Disruptions are a major threat to future tokamaks like ITER and beyond. In addition to heat and electromagnetic (EM) loads, disruptions also generate runaway electron (RE), tens of MeVs electron beams which may damage plasma facing. The current ITER disruption mitigation strategy is first to mitigate disruption heat/EM loads and then mitigate the RE beam using Shattered Pellet Injection (SPI) systems.

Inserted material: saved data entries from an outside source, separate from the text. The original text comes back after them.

PR #2675, opened 2015-07-16
`attachView` triggers events on parent view

### LINKED ISSUE #2568: childEvents do not get triggered on LayoutViews for child views added with attachView
I am attaching a child view to a `LayoutView` by calling `attachView` on one of the layout's regions and defining a `childEvents` attribute for the layout to handle events from the child view. I expected the `childEvents` to work the same whether I call `region.show(view)` or `region.attachView(view)`, but it turns out that `childEvents` handlers are never called when the view is added via `attachView`.

It looks like the `childEvents` handlers are not called because `attachView` does not set the `_parent` attribute on the view. Manually setting `_parent` on the view makes `childEvents` work as expected. Is this the intended behavior?

I am seeing this issue in Marionette 2.4.1.

Here is some example code to demonstrate the issue:

https://jsfiddle.net/72vxrufh/1/

```
var ButtonView = Marionette.ItemView.extend({
    triggers: {
        'click': 'clicked'
    }
});

var Layout = Marionette.LayoutView.extend({
    el: '#layout',
    
    template: false,
    
    regions: {
        buttonRegion: '#button-region'
    },
    
    childEvents: {
        clicked: function() {
            this.$el.append('<div>clicked</div>')
        }
    },
    
    onRender: function() {
        var buttonView = new ButtonView({el: $('#button')});
        // Uncommenting the following makes child events work as expected
        // buttonView._parent = this.buttonRegion;
        this.buttonRegion.attachView(buttonView);
    }
});

new Layout().render();
```

cmisenas:
Fixes #2568

This was a bit tricky for me to understand so I kept old commits in case anybody also wants to compare `show` and `attachView` behavior. Will squash after :eyes:

### DIFF
--- a/test/unit/region.spec.js
+++ b/test/unit/region.spec.js
@@ -887,39 +887,57 @@ describe('region', function() {
 
   describe('when attaching an existing view to a region', function() {
     beforeEach(function() {
-      this.setFixtures('<div id="foo">bar</div>');
+      this.setFixtures('<div id="foo">bar<div id="bar"><div id="baz"></div></div></div>');
 
-      this.View = Backbone.View.extend({
-        onShow: function() {}
+      this.ItemView = Backbone.Marionette.ItemView.extend({
+        onShow: function() {},
+        triggers: {
+          'click': 'attachViewClicked'
+        }
       });
 
-      this.view = new this.View();
+      this.viewAttached = new this.ItemView({el: '#baz'});
 
-      this.sinon.spy(this.view, 'render');
-      this.sinon.spy(this.view, 'onShow');
+      this.sinon.spy(this.viewAttached, 'render');
+      this.sinon.spy(this.viewAttached, 'onShow');
 
-      this.region = new Backbone.Marionette.Region({
-        el: '#foo'
+      this.LayoutView = Backbone.Marionette.LayoutView.extend({
+        el: '#foo',
+        regions: {
+          barRegion: '#bar'
+        },
+        childEvents: {
+          attachViewClicked: function() {},
+        }
       });
 
-      this.sinon.spy(this.region, 'attachView');
-      this.region.attachView(this.view);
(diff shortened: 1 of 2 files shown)


megawac:
:+1:

cmisenas:
Hmm..gh now completely removes comments on old commits. 
Anyways, @samccone changed overriding `render` with `template: _.template('')` to make sure first tests were true.

jasonLaster:
:+1:

test/unit/region.spec.js
```diff
@@ -887,39 +887,57 @@ describe('region', function() {
...
     });
 
     it('should return the region', function() {
-      expect(this.region.attachView).to.have.returned(this.region);
+      expect(this.barRegion.attachView).to.have.returned(this.fooView.barRegion);
+    });
+
+    it('calls the child events defined on parent view', function() {
+      this.viewAttached.$el.click();
+      expect(this.fooView.childEvents.attachViewClicked).to.have.been.called;
```
jasonLaster: is this the test that would have failed earlier?

cmisenas: yep

ahumphreys87:
great work @cmisenas :+1:

ahumphreys87:
could you squash this and then we can merge :smile:

cmisenas:
done :)

jasonLaster:
@cmisenas looks like you've got a random commit in your PR that's not on patch. Mind killiing that guy

https://github.com/cmisenas/backbone.marionette/commits/patch

cmisenas:
woops. fixed

ianmstew:
:+1:

jasonLaster:
Nice work @cmisenas! Keep em coming

cmisenas:
Thanks. I will. :smile_cat:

During the past JET experiments, the ineffectiveness of Massive Gas Injection (MGI) to mitigate RE beam was observed[a]. This poor efficiency is suspected to be caused by the shallow penetration of MGI due to the presence of a cold dense background (BG) plasma. The characteristics of the BG plasma are poorly known as most of the conventional diagnostics cannot measure low electron temperature during post-disruption phase.

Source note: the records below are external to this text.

PR #2676, opened 2015-07-16
Allow over-ridable renderer for Item and Composite views at an instance level.

jshthornton:


jasonLaster:
We've discussed this in the past, but I think this makes sense.

jasonLaster:
At a minimum we can add a getRenderer that wraps Mn.renderer

ahumphreys87:
yeah, I'd prefer `getRenderer` for consistency.

@jshthornton could you remove the changes in the built versions please?

paulfalgout:
`getRenderer` seems like it could just be added to the base `View` as well

jshthornton:
I agree with this. I might be able to find the time to contribute the changes.

jshthornton:
@ahumphreys87 I need to use this fork as production until this PR is applied, therefore I need the build files to accompany them.

jshthornton:
Changes have been applied. Awaiting Travis.

src/view.js
```diff
@@ -349,6 +349,11 @@ Marionette.View = Backbone.View.extend({
     });
   },
 
+  // Returns the view's renderer.
+  getRenderer: function() {
```
samccone: we need to add docs about this

src/item-view.js
```diff
@@ -85,7 +84,7 @@ Marionette.ItemView = Marionette.View.extend({
     var data = this.mixinTemplateHelpers(this.serializeData());
 
     // Render and add to el
-    var html = Marionette.Renderer.render(template, data, this);
+    var html = (this.getRenderer()).render(template, data, this);
```
samccone: We should user our getOption helper here to get this value

src/composite-view.js
```diff
@@ -92,7 +91,7 @@ Marionette.CompositeView = Marionette.CollectionView.extend({
     this.triggerMethod('before:render:template');
 
     var template = this.getTemplate();
-    var html = Marionette.Renderer.render(template, data, this);
+    var html = (this.getRenderer()).render(template, data, this);
```
samccone: We should user our getOption helper here to get this value

src/item-view.js
```diff
@@ -5,7 +5,6 @@
 // with underscore.js templates, serializing the view's model or collection,
 // and calling several methods on extended views, such as `onRender`.
 Marionette.ItemView = Marionette.View.extend({
-
```
samccone: :x: whitespace change

src/composite-view.js
```diff
@@ -7,7 +7,6 @@
 // Extends directly from CollectionView and also renders an
 // a child view as `modelView`, for the top leaf
 Marionette.CompositeView = Marionette.CollectionView.extend({
-
```
samccone: :x: whitespace change

jasonLaster:
@jshthornton mind re-opening PR against `next` also you don't need to do a build or anything, just your patch :)

ianmstew:
@jshthornton Can you remove the build assets from the commit?  `lib/*`

ahumphreys87:
Closed in favour of #2682

PR #2682, opened 2015-07-29
Get renderer functionality for views

jshthornton:
This will allow views to specify the renderer they want to use at a class or instance level.
Therefore some views can use mustache, some can use lodash, and others can use Virtual DOM.


ianmstew:
I'm sure you're on top of this, but looks like this need a rebase.  Also, once you're satisfied this supersedes #2676 can you close it?

paulfalgout:
Closing in favor of #2700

Assuming a parabolic electron temperature profile of BG plasma, the profile parameters are estimated using VUV spectroscopy with the help of a synthetic spectrum constructed from ADAS Photon-Emissivity Coefficient[b] (PEC) data. For various BG plasma electron densities (1.10^18 - ­3.10^19 m-^2) and runaway currents (0.4-1.11 MA), temperature profiles retain similar shape and the peak value lies between 5-20 eV. This is hotter than on smaller machines (1-2 eV in DIII-D[c]) and may explain the poor efficiency of MGI on RE beam mitigation at JET. No obvious increase or decrease of the temperature during the RE beam phase for a given pulse is clearly observed. A decrease of temperature with increasing maximum runaway current IRE is observed for a given flat-top plasma current. Higher electron temperatures are only observed in lower density BG plasmas and higher density plasmas tend to have lower Te.

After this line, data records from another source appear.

PR #2690, opened 2015-08-04
Expose `originalEvent` to trigger handler args

### LINKED ISSUE #2677: Wouldn't it be wonderful if triggers would also pass original event down?
Now you're passing only this:
```javascript
        var args = {
          view: this,
          model: this.model,
          collection: this.collection
        };
```
Example: i have collection view that listens to its children to open modal window to play video, but since i can't have access to original event, i can't get video id to find it in model to get link to it.

cvisco:
Fixes #2677

This is a minor change to `AbstractView#_buildViewTrigger`, which allows
access to the DOM event that was triggered on the view. This is useful
when you need to access properties of the event that would not otherwise
be available on just the `view` instance.

### DIFF
--- a/docs/marionette.abstractview.md
+++ b/docs/marionette.abstractview.md
@@ -282,8 +282,11 @@ includes the following:
 * view
 * model
 * collection
+* originalEvent
 
-These properties match the `view`, `model`, and `collection` properties of the view that triggered the event.
+The first three properties match the `view`, `model`, and `collection`
+properties of the view that triggered the event, whereas `originalEvent`
+is a reference to the DOM event that was initially triggered on the view.
 
 ```js
 var MyView = Marionette.View.extend({
@@ -300,6 +303,7 @@ view.on("some:event", function(args){
   args.view; // => the view instance that triggered the event
   args.model; // => the view.model, if one was set on the view
   args.collection; // => the view.collection, if one was set on the view
+  args.originalEvent; // => the click event that was triggered on the view
 });
 ```
 
--- a/src/abstract-view.js
+++ b/src/abstract-view.js
@@ -254,7 +254,15 @@ Marionette.AbstractView = Backbone.View.extend({
     var eventName = hasOptions ? options.event : triggerDef;
 
     return function(e) {
+      var args = {
+        view: this,
+        model: this.model,
+        collection: this.collection
+      };
+
       if (e) {
+        args.originalEvent = e;
+
         if (e.preventDefault && options.preventDefault) {
           e.preventDefault();
         }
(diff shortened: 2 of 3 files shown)


jmeas:
The existing (arguably weird) method signature comes from Derick's desire to **not** expose the event, which `triggerMethod` does by emitting an event. One might argue that Backbone nudges us toward this, as well, since the `events` hash doesn't convert a DOM event into a BB one (which would effectively 'expose' the DOM event), but, rather, gives you a hook to a method on the view itself.

I can understand the reasoning behind this: it seems reasonable to expect that each view should manage its own DOM events. I mean, that's kinda what views are for, you know?

@cvisco , are you using this because you want the view *itself* to have access to the event? Or because you want some other view to access it?

If it's the former, I encourage you to use `events`, then manually fire an event afterward. If it's the latter, I'm curious to hear more about the use case.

By making a power balance of RE beam and BG plasma system, a 0D model based on experimental data will be proposed to explain the interaction of RE beam with the BG plasma.

References
[a] Reux, C. et al. 59th meeting of the APS Division of Plasma Physics ­ October 2017
[b] Summers, H. P. (2004) The ADAS User Manual, version 2.6 http://www.adas.ac.uk
[c] Hollmann et al, Nuclear Fusion 2013

Presentation materials

There are no materials yet.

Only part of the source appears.